My whole thing about LLMs is that using them isn't "obvious". I've been banging that drum for over a year now - the single biggest misconception about LLMs is that they are easy to use and you don't need to put a serious amount of effort into learning how to best apply them.
It's to me more that the effort you put in is not a net gain. You don't advance a way of working with them that way because of myriad reasons including things from ownership of the models, fundamentals of the resulting total probabilistic space of the interaction, to just simple randomness even at low temperatures. The "learning how to best apply them" is not definable because who is learning what to apply what to what... The most succint way I know how to describe these issues is that like startup success you're saying "these are lotto number that worked for me" in many of the assumptions you make about the projects you present.
In real, traditional, deterministic systems where you explicitly design a feature, even that has difficulty being coherent over time as usage grows. Think of tab stops on a typewriting evolving from an improvised template, to metal tabs installed above the keyboard, to someone cutting and pasting incorrectly and reflowing a 200 page document to 212 pages accidentally because of tab characters...
If you create a system with these models that writes the code to process a bunch of documents in some way or so some kind of herculean automation you haven't improved the situation when it comes to clarity or simplicity, even if the task at hand finishes sooner for you in this moment.
Every token generated has an equal potential to spiral out into new complexities and whack a mole issues that tie you to assumptions about the system design while providing this veneer that you have control over the intersections of these issues, but as this situation grows you create an ever bigger problem space.
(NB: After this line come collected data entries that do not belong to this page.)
PR #96, opened 2018-08-23
BinaryStreamWriter, BinaryStreamReader, IO.Stream and IO.Buffer wrappers

niku-live:
This PR includes BinaryStreamWriter, BinaryStreamReader, IO.Stream and IO.Buffer wrappers. Having those wrappers enpowers NAV developers to implement custom binary file formats in NAV without depending on Azure functions (so avoiding performance issues). 

For example, in our custom add-on we support import/export from DBF files. Originally we used third-party library FastDBF, but we cannot use it in cloud deployments, so we reimplemented whole library in C/AL (source code here: https://github.com/niku-live/FastDBF-NAV), however we still need BinaryStreamReader/Writer to work directly with bytes (as NAV do not have Byte datatype)


Test/COD50303.TXT
```diff
@@ -0,0 +1,424 @@
...
+      DotNet_BinaryReader.Dispose;
+      DotNet_BinaryWriter.Dispose;
+    END;
+
+    [Test]
+    PROCEDURE TestWriteBool@2();
+    BEGIN
+      //Based on https://github.com/dotnet/corefx/ BinaryWriter.WriteTests.cs BinaryWriter_WriteBoolTest
+      DotNet_MemoryStream.InitMemoryStream;
+      DotNet_MemoryStream.CastToStream(DotNet_Stream);
```
mazhelez: The code is not compiling.
`CastToStream` is not a method/procedure in Codeunit 3009, the type of `DotNet_MemoryStream` :)

Please, provide the missing method.

mazhelez: Just saw that the required changes are in another PR.

I will look into it now :)

niku-live: Hello,

Yes, it seems I forgot, that I used DotNet_MemoryStream modifications from another PR. Originally I hoped, that first PR will be approved before processing this one, well I was wrong :). Since CastToStream is used only for tests, I think I can modify test code to avoid using this function.

mazhelez: No, it's not necessary 🙂

I'll have a look at your other PR and then proceed with this one.

In such cases, if possible, note such dependencies so that the PRs are processed in the right order.

PR #781, opened 2023-11-09
Add network function

### LINKED ISSUE #506: Idea? - implement __add__ for networks
Hi,

Occasionally we had the situation that there's subnetworks that could be defined separately, maybe we are also interested in solving those subnetwork separatly. Then we want to combine them into one big network.
Would it be an idea to implement the class method __add__ such that network1+network2 makes sense and gives you the combined network? Could make some workflows quite tidy. I guess there's a ton of things to consider there, overlapping buses for instance to have them connected after the merger. So at this stage just an idea.

Best,
Andreas

jessLryan:
Closes #506  

## Checklist

- [yes] Code changes are sufficiently documented; i.e. new functions contain docstrings and further explanations may be given in `doc`.
- [yes] Unit tests for new features were added (if applicable).
- [N/A] Newly introduced dependencies are added to `environment.yaml`, `environment_docs.yaml` and `setup.py` (if applicable).
- [yes] A note for the release notes `doc/release_notes.rst` of the upcoming release is included.
- [yes] I consent to the release of this PR's code under the MIT license.


FabianHofmann (commented):
before reviewing, I was thinking about a better naming. Perhaps `import_from_network` would be better aligning with the other import function names?

jessLryan:
> before reviewing, I was thinking about a better naming. Perhaps `import_from_network` would be better aligning with the other import function names?

how about "add_components_from_network"? Could also change the current add function in components.py to "add_component" so that the distinction is clear?

FabianHofmann:
> > before reviewing, I was thinking about a better naming. Perhaps `import_from_network` would be better aligning with the other import function names?
> 
> how about "add_components_from_network"? 

sounds good

> Could also change the current add function in components.py to "add_component" so that the distinction is clear?

which function do you mean exactly? I would not touch existing ones though...

jessLryan:
> > > before reviewing, I was thinking about a better naming. Perhaps `import_from_network` would be better aligning with the other import function names?
> > 
> > 
> > how about "add_components_from_network"?
> 
> sounds good
> 
okay great I'll do that :-)
> > Could also change the current add function in components.py to "add_component" so that the distinction is clear?
> 
> which function do you mean exactly? I would not touch existing ones though...

fair point

jessLryan:
@FabianHofmann can this now be merged?

FabianHofmann:
Hey @jessLryan, I will review as soon as I have time. This will likely take some time.

jessLryan:
@FabianHofmann I've come across a bug: we need to change the method so that buses are added first (otherwise new components e.g. lines, which are attached to the new buses will fail to be added due to a check at Line 914 of io.py). I'll update and commit

jessLryan:
> @FabianHofmann I've come across a bug: we need to change the method so that buses are added first (otherwise new components e.g. lines, which are attached to the new buses will fail to be added due to a check at Line 914 of io.py). I'll update and commit

now fixed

And I definitely hear you say, this is the point where you use sort of full stack interoception holistic intuition about how to persuade the system towards a higher order concept of the system and expand your ideas about how the problem could be solved and let the model guide you ... And that is precisely the mysticism I object to because it isn't actually a kind productiveness, but a struggle, a constant guessing, and any insight from this can be taken away, changed accidentally, censored, or packaged as a front run against your control.
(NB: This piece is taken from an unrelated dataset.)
PR #793, opened 2023-12-02
Fix stand_by_cost implementation in optimization

### LINKED ISSUE #792: Stand_by_cost is not implemented correctly
## Checklist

Additionally the nature of not having separate in band and out of band streams of data means that even with agents and reasoning and all of the avenues of exploration and improving performance will still not escape the fundamental question of ... What is the total information contained in the entire probabilistic space. If you try to do out of band control in some way like the latest thing I just read where they have a separate censoring layer, you just either wind up having to use another LLM layer there which still contains all of these issues, or you use some kind of non transformer method like Bayesian filtering or something and you get all of the issues outlined in the seminal spam.txt document...
So, given all of this, I think it is really neat the kinds of feats you demonstrate, but I object that these issues can be boiled down to "putting a serious amount of effort into learning how to best apply them" because I just don't think that's a coherent view of the total problem, and not actually something that is achievable like learning in other subjects like math or something. I know it isn't answerable but for me a guiding question remains why do I have to work at all, is the model too small to know what I want or mean without any effort? The pushback against prompt engineering and the rise of agentic stuff and reasoning all seems to essentially be saying that, but it too has hit diminishing returns.